What the exercise asks
Copy each line of the entries below that contains the string "width".

Supplied records
PR #2275, opened 2026-06-02
Redesign dialogue balloon

### LINKED ISSUE #1846: "Next →" button in one-line dialogue is confusing
### Description

We saw a playtester struggle with the opening dialogue in Fray's End:

Image

They clicked "Next" expecting to see something else (I believe). In fact the dialogue balloon disappeared. They repeatedly talked to the NPC again, with the same result.

My theory is that the word "Next" is what is confusing here.

### Checklist

### LINKED ISSUE #2113: Adjust input HUD during dialogue
Now that we always show input hints for player movement or Sokoban controls, it is confusing that they are displayed during dialogue:

Image

Image

We should swap these for dialogue-specific hints during dialogue.

The actions depend on what stage the dialogue is at:

- If the dialogue is being typed, Skip can be used
- If the dialogue is waiting for the player to choose from a number of responses, the up/down arrows and the next/accept/interact button can be used to choose
- Otherwise, dialogue_next can be used to advance to the next line of dialogue (possibly ending the dialogue, c.f. https://github.com/endlessm/threadbare/issues/1846)

### XP Summary (total 450)

| Subdomain | Skill | XP |
| - | - | - |

### LINKED ISSUE #2278: Redesign dialogue balloon
The current balloon UI is a bit cluttered, is a bit narrow with few room for words per line. Also it's anchored to the top left of the screen, while it is more common to have subtitles in games or movies at the bottom or top of the screen.

manuq:
The balloon is now anchored to the screen bottom-center by default. And is anchored
to the screen top-center through scripting if the player position in the
screen is below the 3/4 of the screen height.

The balloon size is now the double as before, with more room for words per line.

The "next" button now has a TextureRect inside with the interact_input.gd script
attached, so it will display the corresponding input to close the dialogue. For
theming the background it has its own theme type variation.

The "next" button is now outside the visible panel, stacked vertically with a
bit of negative margin to overlap it. The visible panel also has margin (through
MarginContainer nodes) to prevent the text to be below the "next" button, and to
make the "next" button appear outside horizontally.

The label for the talking character name with the ribbon is also outside the visible
panel and overlapping it.

For now, the panels of this dialogue use existing textures modulated to be:
lighter and a bit transparent for the main panel. And darker for the "next"
button background.

### Balloon: Add small squash-stretch effect when it appears

This is intended to grab the eye of the player to the dialogue when it appears.
Because now it can appear at the top or at the bottom, conditionally.

### Input HUD: Hide it when displaying dialogue

During dialogue, the input is grabbed by it and the player can't move, run or
trigger other actions. Also, now this HUD may appear below the dialogue when it
is displayed at the bottom.

### Powerup dialogue: Center text in dialogue

It looks better!

Resolve https://github.com/endlessm/threadbare/issues/2278
Fix https://github.com/endlessm/threadbare/issues/1846

### DIFF
--- a/scenes/ui_elements/dialogue/components/balloon.gd
+++ b/scenes/ui_elements/dialogue/components/balloon.gd
@@ -1,5 +1,6 @@
 # SPDX-FileCopyrightText: 2022-present Nathan Hoad and Dialogue Manager contributors.
 # SPDX-License-Identifier: MIT
+@tool
 extends CanvasLayer
 ## A basic dialogue balloon for use with Dialogue Manager.
 
@@ -11,6 +12,9 @@ const NPC_RIBBON_TYPE_VARIATION := &"NPCRibbon"
 
 ## The action to use to skip typing the dialogue
 @export var skip_action: StringName = &"dialogue_skip"
+
+@export_tool_button("Anchor to top") var to_top_editor_button: Callable = anchor_to_top
+@export_tool_button("Anchor to bottom") var to_bottom_editor_button: Callable = anchor_to_bottom
 
 ## The dialogue resource
 var resource: DialogueResource
@@ -75,6 +79,8 @@ var _player_name: String = ""
 
 
 func _ready() -> void:
+	if Engine.is_editor_hint():
+		return
 	balloon.hide()
 	Engine.get_singleton("DialogueManager").mutated.connect(_on_mutated)
 
@@ -104,6 +110,8 @@ func _notification(what: int) -> void:
 		self.dialogue_line = await resource.get_next_dialogue_line(dialogue_line.id)
 		if visible_ratio < 1:
 			dialogue_label.skip_typing()
+	elif what == NOTIFICATION_EDITOR_PRE_SAVE:
+		anchor_to_bottom()
 
 
 ## Start some dialogue
@@ -141,15 +149,9 @@ func apply_dialogue_line() -> void:
 
 	next_button.hide()
 
-	if _is_player_at_top():
-		# Anchor container to bottom:
-		balloon_container.anchor_top = 1
-		balloon_container.anchor_bottom = 1
-		balloon_container.offset_top = 4096
-		balloon_container.offset_bottom = 0
-		balloon_container.grow_vertical = Control.GROW_DIRECTION_BEGIN
-		# And change the order of the next button:
-		balloon_container.move_child(next_button, 0)
+	# Assumes that the balloon scene is anchored to the bottom by default:
+	if _is_player_at_bottom():
+		anchor_to_top()
 
 	# Show our balloon
 	balloon.show()
@@ -189,7 +191,8 @@ func apply_dialogue_line() -> void:
 		next_button.show()
 
 
-func _is_player_at_top() -> bool:
+## True if the player position is at the bottom vertical quarter of the screen.
+func _is_player_at_bottom() -> bool:
 	var player: Node2D = get_tree().get_first_node_in_group("player")
 	if not player:
 		return false
@@ -197,7 +200,25 @@ func _is_player_at_top() -> bool:
 	var viewport := player.get_viewport()
 	var screen_pos: Vector2 = viewport.get_canvas_transform() * player.global_position
 	var viewport_size: Vector2 = viewport.get_visible_rect().size
-	return screen_pos.y <= viewport_size.y / 2.0
+	return screen_pos.y > viewport_size.y * 3 / 4.0
+
+
+## Anchor container to top:
+func anchor_to_top() -> void:
+	balloon_container.anchor_top = 0
+	balloon_container.anchor_bottom = 0
+	balloon_container.offset_top = 0
+	balloon_container.offset_bottom = -4096
+	balloon_container.grow_vertical = Control.GROW_DIRECTION_END
+
+
+## Anchor container to bottom:
+func anchor_to_bottom() -> void:
+	balloon_container.anchor_top = 1
+	balloon_container.anchor_bottom = 1
+	balloon_container.offset_top = 4096
+	balloon_container.offset_bottom = 0
+	balloon_container.grow_vertical = Control.GROW_DIRECTION_BEGIN
 
 
 ## Go to the next line
--- a/scenes/ui_elements/dialogue/components/balloon.gd
+++ b/scenes/ui_elements/dialogue/components/balloon.gd
@@ -53,11 +53,11 @@ var _player_name: String = ""
 ## The base balloon anchor
 @onready var balloon: Control = %Balloon
 
-## The panel holding the label showing the name of the currently-speaking character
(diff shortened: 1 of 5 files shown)


addons/dialogue_manager/dialogue_manager.gd
```diff
@@ -37,6 +37,19 @@ signal bridge_get_line_completed(call_index: int, line: DialogueLine)
...
+	"bottom": "res://scenes/ui_elements/dialogue/balloon_bottom.tscn",
+	"left": "res://scenes/ui_elements/dialogue/balloon_left.tscn",
+}
+
+const BALLOON_SIMPLE_VARIANTS := {
+	"top": "res://scenes/ui_elements/dialogue/balloon_top_simple.tscn",
+	"right": "res://scenes/ui_elements/dialogue/balloon_right_simple.tscn",
+	"bottom": "res://scenes/ui_elements/dialogue/balloon_bottom_simple.tscn",
+	"left": "res://scenes/ui_elements/dialogue/balloon_left_simple.tscn",
+}
```
wjt: This will prevent us from updating Dialogue Manager without reapplying this patch. If we do this, we should disable the update checker.

manuq:
Today I realized that there is no point in centering the dialogue with the camera (which I drafted in https://github.com/endlessm/threadbare/pull/2240) if we don't decide first the position of the dialogue.

So in this branch I'm playing with variations of the existing dialogue. There are balloon scenes for:
- Anchored at top-left (the existing one)
- Anchored at top-right
- Anchored at bottom-center, with double width
- Anchored at top-center, with double width

And also variants with a simpler texture for the panel, which in my opinion reads better because it's less cluttered and needs less margin.

In a separate commit, I hardcoded in the addon (just for testing) how it would look like to conditionally show the dialogue at the top or at the bottom (with the simpler textures) depending on the player position on screen:

image

image

Without that commit, all the variants can be tried by picking one of them in the project settings:

image

wjt:
Oh I really like the variant with the simplified texture. If we also simplify the name header to be bold text, and replace the massive "next" button with a tiny bouncing arrow, we'll save loads of space and we may not even need to recentre the player!

addons/dialogue_manager/dialogue_manager.gd
wjt: OK, now I saw your comment & understand!

manuq:
> Oh I really like the variant with the simplified texture. If we also simplify the name header to be bold text, and replace the massive "next" button with a tiny bouncing arrow, we'll save loads of space and we may not even need to recentre the player!

Here is a test, using the interactive input hint for the button (related to https://github.com/endlessm/threadbare/issues/1846). The good thing is that it changes when the input changes from keyboard to controller. Also having it "floating" (is actually stacked vertically with some offset) makes the dialogue not resize when the button appears.

Screenshot From 2026-06-03 14-50-43

Screenshot From 2026-06-03 14-51-49

manuq:
Oh and forgot to mention: The font we use doesn't have bold or italic for the player/NPC name. I tried underline (converting the label to a RichTextLabel). But it also doesn't look good. So maybe just uppercase? Although I don't like "StoryWeaver" uppercased. With BBCode we can change the color to be (for example) the player name in blue, like we had the blue ribbon before. But it doesn't look very good. I have yet to try with shadows or outlines.

manuq:
Back to draft to address feedback from @JoniCeceri:
- Make the dialogue default to bottom, not top.
- Reintroduce the ribbons.

manuq:
I have updated it according to the feedback above https://github.com/endlessm/threadbare/pull/2275#issuecomment-4623662953

manuq:
Here is how one part of the game looks:

[recording.webm](https://github.com/user-attachments/assets/a0206658-522c-419c-8caa-9c23364aa524)

manuq:
The video above also shows that the code we have to change the ribbon to blue when the player is talking is unreliable. The farmer dialogue has the name as:
```
{{player_name}}: ...
```
While the eternal loom dialogue has "StoryWeaver" hardcoded.

wjt:
If you look at the dialogue script, it actually tries to extract the `player_name` property from a `Player` object in the dialogue context. Then it's a normal string comparison.

The idea was that the same logic needs to work in StoryQuests where the player has a different name.

The `{{player_name}}:` syntax is useful in generic dialogue that might be spoken by a different player. But what gets compared is the expanded speaker name.

But… I don't think it's worth it. It would be more reliable (i.e. nothing to go wrong) to always use one colour.

wjt:
I haven't reviewed the implementation but, wow, that looks so much better. I particularly like the bounce effect.

wjt:
```gdscript
	DialogueManager.show_dialogue_balloon(GameState.quest.quest.retelling, "", [self])
```

If you get a reference to `player` and pass it in along with `self`, the colour changing will work.

scenes/ui_elements/dialogue/components/balloon.gd
```diff
@@ -138,10 +149,22 @@ func apply_dialogue_line() -> void:
...
+
 	# Show our balloon
 	balloon.show()
 	will_hide_balloon = false
 
+	# Add a squash-stretch effect when the dialogue appears.
+	balloon_container.scale = Vector2(1.15, 0.7)
+	var tween := create_tween().set_parallel(true).set_trans(Tween.TRANS_BACK).set_ease(
+		Tween.EASE_OUT
+	)
```
wjt: Perhaps a different workaround for gdlint/gdformat's weird taste in formatting:

```suggestion
	var tween := create_tween().set_parallel(true)
	tween.set_trans(Tween.TRANS_BACK).set_ease(Tween.EASE_OUT)
```

wjt:
It's a particularly big improvement here:

image

Previously the balloon obscured what Arun is talking about.

wjt:
The "is the player at the bottom of the screen?" check doesn't work in the boilerplate StoryQuest opening & closing cutscenes because the "player" there is not a real instance, just a bare sprite:

image

I don't think this is a blocker but we should file an issue to follow up on this. Perhaps we could add API to `player.gd` which makes them walk along a given `Path2D`?

wjt:
image

But in the next scene, again: previously the balloon partially obscured Stella and the Firekeeper. Big improvement. BTW I spy a bug in this screenshot that I'll report separately: https://github.com/endlessm/threadbare/issues/2289.

wjt (approved):
What a massive improvement.

manuq:
> The "is the player at the bottom of the screen?" check doesn't work in the boilerplate StoryQuest opening & closing cutscenes because the "player" there is not a real instance, just a bare sprite:
> 
> image
> I don't think this is a blocker but we should file an issue to follow up on this. Perhaps we could add API to `player.gd` which makes them walk along a given `Path2D`?

Oh good point! Yes one more reason to put the actual player on rails, rather than animating the sprite directly.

Reply
- Anchored at bottom-center, with double width
- Anchored at top-center, with double width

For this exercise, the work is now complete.